WHAT THE EXERCISE ASKS. Go line by line through the records below. Copy whichever lines contain the string "identity".
___ DATA PROVIDED ___
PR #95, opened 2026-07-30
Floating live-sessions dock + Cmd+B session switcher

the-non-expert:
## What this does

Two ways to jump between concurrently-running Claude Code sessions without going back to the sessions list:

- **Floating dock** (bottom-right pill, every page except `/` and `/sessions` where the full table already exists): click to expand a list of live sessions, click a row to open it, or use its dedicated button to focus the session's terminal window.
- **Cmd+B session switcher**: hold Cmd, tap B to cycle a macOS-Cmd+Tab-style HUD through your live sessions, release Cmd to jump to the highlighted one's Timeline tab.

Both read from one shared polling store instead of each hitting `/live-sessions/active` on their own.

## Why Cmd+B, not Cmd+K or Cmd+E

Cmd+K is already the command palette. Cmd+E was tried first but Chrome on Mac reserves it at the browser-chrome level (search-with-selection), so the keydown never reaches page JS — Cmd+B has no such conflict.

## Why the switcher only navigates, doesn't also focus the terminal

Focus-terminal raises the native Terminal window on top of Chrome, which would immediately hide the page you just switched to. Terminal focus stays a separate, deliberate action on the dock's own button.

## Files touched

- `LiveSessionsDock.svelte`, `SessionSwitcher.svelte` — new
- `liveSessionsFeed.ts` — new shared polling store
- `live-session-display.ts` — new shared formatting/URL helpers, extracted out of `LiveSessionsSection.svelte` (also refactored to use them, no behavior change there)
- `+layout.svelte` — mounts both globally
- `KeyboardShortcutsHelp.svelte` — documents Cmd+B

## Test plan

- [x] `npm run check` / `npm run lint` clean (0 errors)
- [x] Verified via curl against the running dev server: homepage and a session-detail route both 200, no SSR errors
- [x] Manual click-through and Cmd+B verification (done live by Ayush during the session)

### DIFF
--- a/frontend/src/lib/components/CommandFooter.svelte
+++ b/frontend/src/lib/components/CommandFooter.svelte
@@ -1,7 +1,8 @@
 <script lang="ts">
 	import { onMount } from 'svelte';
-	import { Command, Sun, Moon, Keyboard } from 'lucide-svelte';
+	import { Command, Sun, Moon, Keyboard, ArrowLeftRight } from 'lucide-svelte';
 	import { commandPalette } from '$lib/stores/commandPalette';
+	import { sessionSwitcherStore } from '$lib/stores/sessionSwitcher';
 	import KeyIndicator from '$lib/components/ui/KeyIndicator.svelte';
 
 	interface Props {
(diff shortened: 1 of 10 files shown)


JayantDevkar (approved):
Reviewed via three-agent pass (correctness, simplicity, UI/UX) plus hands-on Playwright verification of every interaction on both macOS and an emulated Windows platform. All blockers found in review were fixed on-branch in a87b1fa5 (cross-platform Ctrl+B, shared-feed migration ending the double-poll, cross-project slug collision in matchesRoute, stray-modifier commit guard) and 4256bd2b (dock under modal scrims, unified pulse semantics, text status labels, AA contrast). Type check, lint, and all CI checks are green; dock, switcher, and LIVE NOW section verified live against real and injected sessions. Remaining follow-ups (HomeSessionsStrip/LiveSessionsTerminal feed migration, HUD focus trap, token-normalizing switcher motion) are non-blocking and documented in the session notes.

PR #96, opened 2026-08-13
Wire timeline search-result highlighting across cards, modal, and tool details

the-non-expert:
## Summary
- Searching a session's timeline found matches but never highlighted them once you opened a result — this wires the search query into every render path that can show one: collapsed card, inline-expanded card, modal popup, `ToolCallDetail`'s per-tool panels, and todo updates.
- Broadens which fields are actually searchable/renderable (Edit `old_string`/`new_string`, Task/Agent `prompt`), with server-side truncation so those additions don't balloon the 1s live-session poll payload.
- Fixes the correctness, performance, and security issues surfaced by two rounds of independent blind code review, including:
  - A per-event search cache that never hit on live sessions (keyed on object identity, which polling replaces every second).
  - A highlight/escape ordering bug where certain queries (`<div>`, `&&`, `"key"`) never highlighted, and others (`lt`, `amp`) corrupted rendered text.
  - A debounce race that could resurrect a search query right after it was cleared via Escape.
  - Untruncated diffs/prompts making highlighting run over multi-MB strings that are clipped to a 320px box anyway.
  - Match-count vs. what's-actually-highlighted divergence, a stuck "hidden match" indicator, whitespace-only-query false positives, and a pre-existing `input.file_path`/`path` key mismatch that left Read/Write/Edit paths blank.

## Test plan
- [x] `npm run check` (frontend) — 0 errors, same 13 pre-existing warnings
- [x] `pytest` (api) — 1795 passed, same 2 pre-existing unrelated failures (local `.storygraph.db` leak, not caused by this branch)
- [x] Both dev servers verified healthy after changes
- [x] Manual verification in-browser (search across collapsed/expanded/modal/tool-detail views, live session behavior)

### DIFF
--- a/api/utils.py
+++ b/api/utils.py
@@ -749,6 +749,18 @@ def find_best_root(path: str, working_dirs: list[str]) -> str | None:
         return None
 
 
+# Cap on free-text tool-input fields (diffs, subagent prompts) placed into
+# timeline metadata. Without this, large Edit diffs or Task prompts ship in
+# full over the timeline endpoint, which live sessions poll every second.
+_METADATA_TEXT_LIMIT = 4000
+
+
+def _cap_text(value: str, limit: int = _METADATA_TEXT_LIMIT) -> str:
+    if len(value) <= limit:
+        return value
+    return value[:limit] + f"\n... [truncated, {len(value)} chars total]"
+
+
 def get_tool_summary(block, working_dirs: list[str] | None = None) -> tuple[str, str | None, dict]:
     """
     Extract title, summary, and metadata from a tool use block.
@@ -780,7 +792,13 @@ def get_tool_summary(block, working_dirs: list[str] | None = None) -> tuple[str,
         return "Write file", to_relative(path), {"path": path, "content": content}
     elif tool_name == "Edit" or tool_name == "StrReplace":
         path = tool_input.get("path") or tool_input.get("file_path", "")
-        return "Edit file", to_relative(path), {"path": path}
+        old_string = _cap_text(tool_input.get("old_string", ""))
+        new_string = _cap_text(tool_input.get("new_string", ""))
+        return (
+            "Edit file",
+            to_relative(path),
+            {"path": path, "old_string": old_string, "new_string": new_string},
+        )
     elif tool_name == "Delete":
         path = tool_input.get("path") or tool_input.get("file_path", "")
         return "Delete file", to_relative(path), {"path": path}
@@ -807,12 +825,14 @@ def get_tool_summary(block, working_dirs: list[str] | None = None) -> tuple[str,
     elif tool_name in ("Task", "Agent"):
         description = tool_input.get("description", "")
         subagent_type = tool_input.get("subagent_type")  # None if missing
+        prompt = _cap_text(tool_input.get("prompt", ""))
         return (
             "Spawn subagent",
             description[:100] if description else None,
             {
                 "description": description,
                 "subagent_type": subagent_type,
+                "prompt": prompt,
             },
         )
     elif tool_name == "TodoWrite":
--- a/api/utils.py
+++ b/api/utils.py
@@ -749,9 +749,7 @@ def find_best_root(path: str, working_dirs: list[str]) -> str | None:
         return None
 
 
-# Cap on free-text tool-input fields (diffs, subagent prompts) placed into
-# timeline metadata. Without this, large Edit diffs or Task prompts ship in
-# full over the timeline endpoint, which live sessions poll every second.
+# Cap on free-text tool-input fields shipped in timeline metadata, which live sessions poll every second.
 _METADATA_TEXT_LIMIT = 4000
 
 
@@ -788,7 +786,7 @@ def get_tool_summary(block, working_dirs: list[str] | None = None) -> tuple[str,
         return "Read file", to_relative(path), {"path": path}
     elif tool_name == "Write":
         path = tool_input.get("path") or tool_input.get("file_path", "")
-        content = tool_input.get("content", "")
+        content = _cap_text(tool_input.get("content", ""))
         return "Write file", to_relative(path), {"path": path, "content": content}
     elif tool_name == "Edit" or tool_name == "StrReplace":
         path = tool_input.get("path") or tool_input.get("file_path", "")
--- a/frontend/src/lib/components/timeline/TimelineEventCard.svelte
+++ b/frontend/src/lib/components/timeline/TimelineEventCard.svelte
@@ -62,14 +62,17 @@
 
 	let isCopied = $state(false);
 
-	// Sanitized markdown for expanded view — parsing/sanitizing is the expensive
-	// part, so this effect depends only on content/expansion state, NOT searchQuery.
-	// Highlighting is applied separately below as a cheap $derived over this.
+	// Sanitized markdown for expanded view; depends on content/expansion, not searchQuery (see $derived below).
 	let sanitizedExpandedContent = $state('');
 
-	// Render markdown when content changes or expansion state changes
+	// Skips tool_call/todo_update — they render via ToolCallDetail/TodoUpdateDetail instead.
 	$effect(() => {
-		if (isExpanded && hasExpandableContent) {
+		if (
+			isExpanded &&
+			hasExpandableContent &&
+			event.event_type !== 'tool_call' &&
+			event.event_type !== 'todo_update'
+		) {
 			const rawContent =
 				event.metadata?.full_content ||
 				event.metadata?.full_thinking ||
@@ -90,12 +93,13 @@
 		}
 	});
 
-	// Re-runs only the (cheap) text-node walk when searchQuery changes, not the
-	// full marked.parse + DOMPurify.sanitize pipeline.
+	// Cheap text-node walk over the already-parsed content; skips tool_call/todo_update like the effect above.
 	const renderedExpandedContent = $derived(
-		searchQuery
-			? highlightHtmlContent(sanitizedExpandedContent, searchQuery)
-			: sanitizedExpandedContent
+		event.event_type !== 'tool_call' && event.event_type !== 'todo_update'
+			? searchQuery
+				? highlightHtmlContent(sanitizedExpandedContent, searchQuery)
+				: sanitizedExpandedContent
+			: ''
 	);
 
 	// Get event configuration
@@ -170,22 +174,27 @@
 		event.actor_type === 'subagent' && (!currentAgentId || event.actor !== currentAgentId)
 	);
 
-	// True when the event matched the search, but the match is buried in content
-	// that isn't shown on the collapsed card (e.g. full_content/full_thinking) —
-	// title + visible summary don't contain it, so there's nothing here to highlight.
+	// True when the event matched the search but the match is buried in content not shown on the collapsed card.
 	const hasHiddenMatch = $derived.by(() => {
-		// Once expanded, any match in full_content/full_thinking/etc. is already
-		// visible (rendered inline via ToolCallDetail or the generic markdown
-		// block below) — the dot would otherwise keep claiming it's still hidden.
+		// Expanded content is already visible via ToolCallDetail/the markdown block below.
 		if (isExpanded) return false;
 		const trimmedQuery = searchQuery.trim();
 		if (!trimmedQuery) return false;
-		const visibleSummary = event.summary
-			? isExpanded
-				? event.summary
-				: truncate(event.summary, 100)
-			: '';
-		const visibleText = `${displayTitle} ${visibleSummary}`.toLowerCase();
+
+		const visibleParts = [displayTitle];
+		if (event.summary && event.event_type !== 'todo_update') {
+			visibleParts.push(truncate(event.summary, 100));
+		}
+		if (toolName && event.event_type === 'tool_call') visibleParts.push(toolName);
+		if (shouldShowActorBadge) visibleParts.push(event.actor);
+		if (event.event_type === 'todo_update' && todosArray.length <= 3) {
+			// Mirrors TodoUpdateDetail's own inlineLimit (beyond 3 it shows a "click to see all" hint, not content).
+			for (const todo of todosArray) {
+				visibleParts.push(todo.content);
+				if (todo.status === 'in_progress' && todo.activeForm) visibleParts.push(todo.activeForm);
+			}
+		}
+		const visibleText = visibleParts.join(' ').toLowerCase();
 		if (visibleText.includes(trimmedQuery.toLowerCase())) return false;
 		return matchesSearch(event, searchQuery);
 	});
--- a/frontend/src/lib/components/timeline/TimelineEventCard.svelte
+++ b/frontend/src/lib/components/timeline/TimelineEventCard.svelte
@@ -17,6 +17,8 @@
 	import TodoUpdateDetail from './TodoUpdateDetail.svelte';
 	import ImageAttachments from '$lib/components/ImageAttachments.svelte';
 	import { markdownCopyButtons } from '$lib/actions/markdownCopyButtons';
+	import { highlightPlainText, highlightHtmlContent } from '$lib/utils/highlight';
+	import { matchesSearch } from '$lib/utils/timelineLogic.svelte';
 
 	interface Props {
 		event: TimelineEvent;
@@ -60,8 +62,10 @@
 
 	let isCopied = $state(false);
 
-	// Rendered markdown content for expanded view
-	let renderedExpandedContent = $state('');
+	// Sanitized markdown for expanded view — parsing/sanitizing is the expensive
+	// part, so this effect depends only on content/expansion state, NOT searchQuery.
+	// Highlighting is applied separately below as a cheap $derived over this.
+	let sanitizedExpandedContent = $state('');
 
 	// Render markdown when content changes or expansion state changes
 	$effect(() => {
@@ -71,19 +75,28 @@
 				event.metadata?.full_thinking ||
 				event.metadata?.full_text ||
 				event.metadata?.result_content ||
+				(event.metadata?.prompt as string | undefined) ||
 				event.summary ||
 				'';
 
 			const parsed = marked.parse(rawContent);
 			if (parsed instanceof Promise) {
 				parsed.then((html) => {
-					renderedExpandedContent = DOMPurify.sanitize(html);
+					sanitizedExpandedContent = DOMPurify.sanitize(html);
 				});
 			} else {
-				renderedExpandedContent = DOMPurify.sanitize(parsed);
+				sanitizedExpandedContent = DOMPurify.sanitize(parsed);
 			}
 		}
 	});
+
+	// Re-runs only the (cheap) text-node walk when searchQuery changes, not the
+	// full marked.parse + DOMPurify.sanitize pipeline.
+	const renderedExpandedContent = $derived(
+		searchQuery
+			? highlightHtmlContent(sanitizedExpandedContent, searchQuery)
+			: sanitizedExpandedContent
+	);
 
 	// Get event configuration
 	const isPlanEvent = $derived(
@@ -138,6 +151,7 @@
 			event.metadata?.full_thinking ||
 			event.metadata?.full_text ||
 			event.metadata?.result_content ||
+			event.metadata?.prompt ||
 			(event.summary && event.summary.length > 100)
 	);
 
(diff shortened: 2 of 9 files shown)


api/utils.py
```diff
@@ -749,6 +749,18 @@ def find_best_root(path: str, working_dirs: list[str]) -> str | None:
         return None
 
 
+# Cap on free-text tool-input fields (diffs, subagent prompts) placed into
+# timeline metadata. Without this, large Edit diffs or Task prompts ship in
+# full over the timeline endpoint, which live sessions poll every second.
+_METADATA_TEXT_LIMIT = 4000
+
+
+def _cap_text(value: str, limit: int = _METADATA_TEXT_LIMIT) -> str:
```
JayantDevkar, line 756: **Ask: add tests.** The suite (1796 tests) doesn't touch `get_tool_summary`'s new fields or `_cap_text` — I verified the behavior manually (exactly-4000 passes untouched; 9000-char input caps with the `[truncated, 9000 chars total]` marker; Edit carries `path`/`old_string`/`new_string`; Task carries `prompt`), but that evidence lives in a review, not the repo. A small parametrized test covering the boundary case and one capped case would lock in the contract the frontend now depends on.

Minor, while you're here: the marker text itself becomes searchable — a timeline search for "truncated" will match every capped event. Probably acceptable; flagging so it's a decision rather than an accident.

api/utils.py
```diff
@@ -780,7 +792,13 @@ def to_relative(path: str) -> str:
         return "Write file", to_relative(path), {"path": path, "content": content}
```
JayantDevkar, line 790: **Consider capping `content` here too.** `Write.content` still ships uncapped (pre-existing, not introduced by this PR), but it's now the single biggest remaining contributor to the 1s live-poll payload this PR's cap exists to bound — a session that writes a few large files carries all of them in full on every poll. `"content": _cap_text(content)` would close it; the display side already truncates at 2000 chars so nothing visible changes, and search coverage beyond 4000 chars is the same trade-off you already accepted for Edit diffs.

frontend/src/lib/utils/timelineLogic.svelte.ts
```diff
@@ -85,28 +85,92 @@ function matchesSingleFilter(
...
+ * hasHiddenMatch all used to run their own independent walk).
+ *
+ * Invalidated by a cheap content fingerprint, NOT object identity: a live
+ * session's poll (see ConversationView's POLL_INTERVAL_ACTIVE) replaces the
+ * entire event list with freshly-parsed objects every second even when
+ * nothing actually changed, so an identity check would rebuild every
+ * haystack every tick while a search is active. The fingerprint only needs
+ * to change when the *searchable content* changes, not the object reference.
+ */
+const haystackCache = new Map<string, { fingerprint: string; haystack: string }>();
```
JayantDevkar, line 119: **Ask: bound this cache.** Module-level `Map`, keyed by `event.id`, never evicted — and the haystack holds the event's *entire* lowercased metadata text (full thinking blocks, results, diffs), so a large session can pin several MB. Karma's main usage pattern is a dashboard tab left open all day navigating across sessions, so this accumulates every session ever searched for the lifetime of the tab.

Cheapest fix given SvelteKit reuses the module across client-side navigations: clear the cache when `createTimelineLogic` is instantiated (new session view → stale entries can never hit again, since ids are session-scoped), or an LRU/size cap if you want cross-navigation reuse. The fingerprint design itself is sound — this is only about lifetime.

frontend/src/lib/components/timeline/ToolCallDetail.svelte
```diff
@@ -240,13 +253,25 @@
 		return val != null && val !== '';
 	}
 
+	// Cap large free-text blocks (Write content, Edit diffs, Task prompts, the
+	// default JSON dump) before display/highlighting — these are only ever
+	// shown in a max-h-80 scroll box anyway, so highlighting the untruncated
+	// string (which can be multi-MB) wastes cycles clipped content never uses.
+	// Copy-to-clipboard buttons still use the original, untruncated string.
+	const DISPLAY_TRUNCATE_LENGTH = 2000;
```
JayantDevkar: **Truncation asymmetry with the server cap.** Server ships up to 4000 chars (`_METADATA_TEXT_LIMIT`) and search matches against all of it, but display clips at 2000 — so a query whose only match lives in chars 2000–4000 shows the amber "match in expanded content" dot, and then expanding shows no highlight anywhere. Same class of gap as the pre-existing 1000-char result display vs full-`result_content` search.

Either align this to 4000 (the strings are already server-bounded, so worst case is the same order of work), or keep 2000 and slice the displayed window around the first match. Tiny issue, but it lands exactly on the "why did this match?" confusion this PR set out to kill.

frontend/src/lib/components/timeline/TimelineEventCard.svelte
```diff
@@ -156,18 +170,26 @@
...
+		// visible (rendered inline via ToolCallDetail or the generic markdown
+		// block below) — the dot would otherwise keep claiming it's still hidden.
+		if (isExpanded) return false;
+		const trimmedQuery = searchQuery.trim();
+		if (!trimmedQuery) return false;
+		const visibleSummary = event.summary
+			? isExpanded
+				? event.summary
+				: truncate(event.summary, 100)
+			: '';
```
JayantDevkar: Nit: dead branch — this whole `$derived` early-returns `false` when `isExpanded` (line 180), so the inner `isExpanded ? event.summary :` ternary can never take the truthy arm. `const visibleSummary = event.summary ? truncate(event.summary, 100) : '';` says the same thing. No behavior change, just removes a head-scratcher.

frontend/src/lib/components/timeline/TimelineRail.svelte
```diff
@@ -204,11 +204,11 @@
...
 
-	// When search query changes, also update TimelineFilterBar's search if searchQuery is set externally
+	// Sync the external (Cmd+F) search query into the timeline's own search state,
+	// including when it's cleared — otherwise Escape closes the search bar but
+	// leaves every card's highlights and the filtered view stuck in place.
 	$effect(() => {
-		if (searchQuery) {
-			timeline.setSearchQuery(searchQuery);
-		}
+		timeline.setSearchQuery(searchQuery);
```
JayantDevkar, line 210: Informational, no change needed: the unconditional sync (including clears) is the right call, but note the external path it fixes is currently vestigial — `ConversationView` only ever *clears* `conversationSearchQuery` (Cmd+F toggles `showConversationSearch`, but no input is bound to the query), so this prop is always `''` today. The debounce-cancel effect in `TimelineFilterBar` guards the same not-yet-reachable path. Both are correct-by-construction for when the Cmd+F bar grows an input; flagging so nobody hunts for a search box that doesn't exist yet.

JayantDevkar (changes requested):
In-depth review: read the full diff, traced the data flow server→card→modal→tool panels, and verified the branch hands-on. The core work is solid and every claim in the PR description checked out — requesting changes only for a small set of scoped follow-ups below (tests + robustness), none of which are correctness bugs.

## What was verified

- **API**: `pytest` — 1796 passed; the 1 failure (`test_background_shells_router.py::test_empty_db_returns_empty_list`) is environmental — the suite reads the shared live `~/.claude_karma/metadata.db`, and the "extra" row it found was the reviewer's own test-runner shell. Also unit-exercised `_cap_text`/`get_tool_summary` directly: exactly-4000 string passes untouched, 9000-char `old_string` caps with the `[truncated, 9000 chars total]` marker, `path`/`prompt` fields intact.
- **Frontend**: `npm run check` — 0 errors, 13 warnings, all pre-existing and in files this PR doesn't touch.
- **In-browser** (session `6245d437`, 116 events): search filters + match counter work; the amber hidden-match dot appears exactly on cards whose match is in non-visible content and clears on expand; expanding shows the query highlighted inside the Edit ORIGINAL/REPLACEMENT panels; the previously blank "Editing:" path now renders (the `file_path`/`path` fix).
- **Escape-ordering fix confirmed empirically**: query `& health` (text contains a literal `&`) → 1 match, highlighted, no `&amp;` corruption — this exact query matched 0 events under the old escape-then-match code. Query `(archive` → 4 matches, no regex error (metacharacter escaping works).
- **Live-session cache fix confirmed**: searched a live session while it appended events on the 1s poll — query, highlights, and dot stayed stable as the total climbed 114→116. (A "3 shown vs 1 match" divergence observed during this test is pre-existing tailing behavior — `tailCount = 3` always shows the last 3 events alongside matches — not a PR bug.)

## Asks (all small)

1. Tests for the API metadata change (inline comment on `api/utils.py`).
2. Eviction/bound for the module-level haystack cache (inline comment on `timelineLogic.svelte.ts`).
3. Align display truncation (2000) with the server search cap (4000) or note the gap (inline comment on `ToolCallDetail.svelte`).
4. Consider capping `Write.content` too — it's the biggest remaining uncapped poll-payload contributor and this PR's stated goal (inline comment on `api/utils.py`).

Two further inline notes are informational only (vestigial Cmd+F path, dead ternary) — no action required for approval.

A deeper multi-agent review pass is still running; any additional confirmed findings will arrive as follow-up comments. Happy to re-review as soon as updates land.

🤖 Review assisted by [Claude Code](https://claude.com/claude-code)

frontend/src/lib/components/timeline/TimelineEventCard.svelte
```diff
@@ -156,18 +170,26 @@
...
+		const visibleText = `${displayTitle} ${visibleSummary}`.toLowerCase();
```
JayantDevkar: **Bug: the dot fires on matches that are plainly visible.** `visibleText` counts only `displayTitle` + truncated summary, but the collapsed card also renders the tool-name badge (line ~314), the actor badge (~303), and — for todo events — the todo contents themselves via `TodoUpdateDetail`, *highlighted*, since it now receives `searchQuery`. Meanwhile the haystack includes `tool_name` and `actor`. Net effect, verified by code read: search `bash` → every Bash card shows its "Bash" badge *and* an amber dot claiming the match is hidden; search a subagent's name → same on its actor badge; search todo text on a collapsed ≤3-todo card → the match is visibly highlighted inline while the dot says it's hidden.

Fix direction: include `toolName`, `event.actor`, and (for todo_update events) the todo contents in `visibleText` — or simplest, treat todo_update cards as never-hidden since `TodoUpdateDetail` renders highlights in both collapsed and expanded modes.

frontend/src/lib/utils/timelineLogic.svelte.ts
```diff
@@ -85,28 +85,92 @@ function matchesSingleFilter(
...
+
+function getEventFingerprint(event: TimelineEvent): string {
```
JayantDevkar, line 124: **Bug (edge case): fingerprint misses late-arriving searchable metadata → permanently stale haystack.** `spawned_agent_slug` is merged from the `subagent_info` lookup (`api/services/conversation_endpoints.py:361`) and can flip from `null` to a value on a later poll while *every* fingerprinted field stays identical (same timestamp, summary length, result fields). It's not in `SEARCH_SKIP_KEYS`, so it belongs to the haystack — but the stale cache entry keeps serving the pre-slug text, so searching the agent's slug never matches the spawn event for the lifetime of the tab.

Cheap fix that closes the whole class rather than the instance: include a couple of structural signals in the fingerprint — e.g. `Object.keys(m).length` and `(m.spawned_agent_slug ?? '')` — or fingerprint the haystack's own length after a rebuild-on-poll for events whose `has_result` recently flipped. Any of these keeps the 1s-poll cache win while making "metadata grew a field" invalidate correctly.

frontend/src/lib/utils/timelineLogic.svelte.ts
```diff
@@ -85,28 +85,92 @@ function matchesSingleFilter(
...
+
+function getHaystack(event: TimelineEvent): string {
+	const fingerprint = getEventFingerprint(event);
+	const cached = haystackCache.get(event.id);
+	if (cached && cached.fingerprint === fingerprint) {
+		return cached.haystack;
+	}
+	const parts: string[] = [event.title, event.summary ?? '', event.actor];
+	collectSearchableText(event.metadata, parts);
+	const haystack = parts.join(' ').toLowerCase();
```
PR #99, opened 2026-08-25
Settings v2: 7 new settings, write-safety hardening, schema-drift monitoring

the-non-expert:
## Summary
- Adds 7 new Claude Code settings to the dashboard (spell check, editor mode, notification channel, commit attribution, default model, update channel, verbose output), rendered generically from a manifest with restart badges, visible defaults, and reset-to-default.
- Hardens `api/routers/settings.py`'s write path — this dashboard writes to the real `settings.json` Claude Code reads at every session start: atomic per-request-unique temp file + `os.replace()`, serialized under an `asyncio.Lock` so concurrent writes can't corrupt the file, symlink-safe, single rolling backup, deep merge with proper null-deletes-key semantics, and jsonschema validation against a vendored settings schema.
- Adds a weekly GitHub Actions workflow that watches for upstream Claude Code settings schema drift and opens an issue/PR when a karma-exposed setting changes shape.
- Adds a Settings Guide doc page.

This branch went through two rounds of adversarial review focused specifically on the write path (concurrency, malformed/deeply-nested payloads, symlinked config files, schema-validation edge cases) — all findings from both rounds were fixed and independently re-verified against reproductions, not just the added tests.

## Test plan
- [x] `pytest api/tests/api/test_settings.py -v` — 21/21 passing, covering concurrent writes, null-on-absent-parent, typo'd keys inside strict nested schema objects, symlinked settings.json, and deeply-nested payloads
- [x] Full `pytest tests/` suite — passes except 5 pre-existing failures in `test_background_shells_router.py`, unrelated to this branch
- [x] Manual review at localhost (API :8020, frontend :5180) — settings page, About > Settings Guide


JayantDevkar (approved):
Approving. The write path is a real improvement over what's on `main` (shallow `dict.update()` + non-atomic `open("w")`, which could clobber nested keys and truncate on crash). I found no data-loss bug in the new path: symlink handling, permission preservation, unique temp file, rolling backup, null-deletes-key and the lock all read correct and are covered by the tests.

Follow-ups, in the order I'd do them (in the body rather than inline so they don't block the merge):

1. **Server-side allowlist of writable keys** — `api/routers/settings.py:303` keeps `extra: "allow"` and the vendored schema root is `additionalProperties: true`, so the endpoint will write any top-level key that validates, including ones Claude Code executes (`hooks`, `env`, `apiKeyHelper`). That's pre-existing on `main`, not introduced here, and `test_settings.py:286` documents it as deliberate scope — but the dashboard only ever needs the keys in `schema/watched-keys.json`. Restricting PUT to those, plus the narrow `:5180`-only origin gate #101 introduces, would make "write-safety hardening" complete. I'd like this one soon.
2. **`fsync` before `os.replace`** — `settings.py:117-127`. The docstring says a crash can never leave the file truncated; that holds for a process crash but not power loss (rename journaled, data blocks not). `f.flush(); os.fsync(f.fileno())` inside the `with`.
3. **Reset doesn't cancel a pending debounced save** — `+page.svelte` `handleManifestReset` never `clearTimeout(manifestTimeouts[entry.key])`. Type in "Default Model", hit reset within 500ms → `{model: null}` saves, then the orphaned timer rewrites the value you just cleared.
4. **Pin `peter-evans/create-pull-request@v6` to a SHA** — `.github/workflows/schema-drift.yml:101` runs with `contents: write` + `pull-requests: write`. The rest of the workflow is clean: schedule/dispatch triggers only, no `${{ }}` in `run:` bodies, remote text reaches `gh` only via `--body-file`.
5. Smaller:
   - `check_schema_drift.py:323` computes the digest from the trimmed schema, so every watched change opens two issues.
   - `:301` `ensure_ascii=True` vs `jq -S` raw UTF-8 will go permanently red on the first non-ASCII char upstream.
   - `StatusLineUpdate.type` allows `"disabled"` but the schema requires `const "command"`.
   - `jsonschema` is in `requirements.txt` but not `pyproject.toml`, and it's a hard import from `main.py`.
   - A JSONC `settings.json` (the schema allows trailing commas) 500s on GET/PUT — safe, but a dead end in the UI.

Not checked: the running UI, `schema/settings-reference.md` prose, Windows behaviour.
___
OUTPUT FOR THIS TASK.
  - A per-event search cache that never hit on live sessions (keyed on object identity, which polling replaces every second).
+ * Invalidated by a cheap content fingerprint, NOT object identity: a live
+ * nothing actually changed, so an identity check would rebuild every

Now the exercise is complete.